Budget caps prevent surprise bills. Set a max spend: "Extract insights for top 20 pain points, cap at 0.50 USD." The tool stops when you hit the limit.
The base tool works without LLMs. The LLM layer amplifies it. You are never locked into expensive APIs to get value.
Why not a black-box model
A gradient-boosted ensemble could probably score pain points better than my formula. Those systems might outperform static weights.
I did not build one. You cannot debug a black box. If a model says a pain point scores 8.2, you do not know if it is frequency, intensity, or some learned interaction between them. You cannot change your use case without retraining. You cannot understand it, so you cannot trust it.

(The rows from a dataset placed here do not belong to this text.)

PR #977, opened 2022-02-04
Branch - add checks for undefined cases

akashrpo:
## Description of the change

> add checks for undefined cases where it was throwing error of cannot read property `variable_name` of undefined

## Type of change

## Related issues

> Fix [#1]() 

### Development

- [ ] Lint rules pass locally

### Code review 


saikumarrs (approved):

v0/destinations/branch/transform.js
```diff
@@ -81,25 +81,28 @@ function getCategoryAndName(rudderEventName) {
...
+    android_id: get(message, "context.android_id"),
+    idfa: get(message, "context.idfa")
+      ? get(message, "context.android_id")
+      : null,
+    idfv: get(message, "context.idfv")
+      ? get(message, "context.android_id")
+      : null,
+    aaid: get(message, "context.aaid")
+      ? get(message, "context.android_id")
+      : null,
```
utsabc, line 105: Lets not use ternary lets do `get(message, "context.aaid") || get(message, "context.android_id")`

utsabc (dismissed):

saikumarrs:
@akashrpo @utsabc we've discovered another issue in the Branch destination. See the Notion card for more details.

saikumarrs (dismissed):

v0/destinations/branch/transform.js
```diff
@@ -81,72 +59,93 @@ function getCategoryAndName(rudderEventName) {
...
-    );
+  const os = get(message, "context.os.name");
+
+  if (isDefinedAndNotNull(os)) {
+    if (isAppleFamily(os)) {
+      userData.idfa = get(message, "context.device.advertisingId");
+      userData.idfv = get(message, "context.device.id");
+    } else if (os.toLowerCase() === "android") {
+      userData.android_id =
+        get(message, "context.device.id") || get(message, "context.android_id");
```
saikumarrs, line 83: Invert the precedence order here for backward compatibility.

v0/destinations/branch/transform.js
```diff
@@ -81,72 +59,93 @@ function getCategoryAndName(rudderEventName) {
...
+      userData.aaid = get(message, "context.device.advertisingId");
```
saikumarrs: For `idfa`, `idfv` and `aaid` fields, let's keep the previous mapping as default and higher in the order.

v0/destinations/branch/transform.js
```diff
@@ -81,72 +59,98 @@ function getCategoryAndName(rudderEventName) {
...
+        get(message, "context.device.advertisingId") ||
+        get(message, "context.idfa");
+      userData.idfv =
+        get(message, "context.device.id") || get(message, "context.idfv");
+    } else if (os.toLowerCase() === "android") {
+      userData.android_id =
+        get(message, "context.device.id") || get(message, "context.android_id");
+      userData.aaid =
+        get(message, "context.device.advertisingId") ||
+        get(message, "context.aaid");
```
saikumarrs, line 89: For `idfa`, `idfv` and `aaid` fields, let's keep the previous mapping as default and higher in the order.

v0/destinations/branch/transform.js
```diff
@@ -81,72 +59,98 @@ function getCategoryAndName(rudderEventName) {
...
+    developer_identity: getFieldValueFromMessage(message, "userId"),
+    user_agent: get(message, "context.userAgent")
+  };
 
-  if (!os || !isDefinedAndNotNullAndNotEmpty(os.name)) {
-    throw new CustomError(
-      "os name is missing in the payload and please make sure to insert it at context.os.name",
-      400
-    );
+  const os = get(message, "context.os.name");
```
utsabc, line 75: Redundant code here line 75 can be done at 62 and the os variable can be reused, to avoid multiple get() usage

v0/destinations/branch/transform.js
```diff
@@ -81,72 +59,98 @@ function getCategoryAndName(rudderEventName) {
...
+
```
utsabc, line 76: Add some comments why the os is not a mandatory field for us

v0/destinations/branch/transform.js
akashrpo: IMO since taking this config from the 1st precedence is the standard way for all other dest and in docs we have and the 2nd precedence is just for back compatibility. Keeping this way may boost the user to use the standard one instead of the deprecated ones?

saikumarrs: If we always prefer the new source locations, it wouldn't be exactly backward compatible. It makes sense when we are building something new. 
As an immediate effect, it might be a breaking change. Rather, we can take the softer route where the docs point only to the recommended ones.

saikumarrs (approved):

My YAML weights mean you see exactly why a pain point scored 8.2 versus 6.1. You run the formula by hand. You argue about weights with your team. You adjust for your specific use case. Most importantly, you know what you are optimizing for.
Transparency beats accuracy when accuracy does not tell you why. For an open-source tool meant to be debuggable and configurable, static weights with YAML config are the right tradeoff.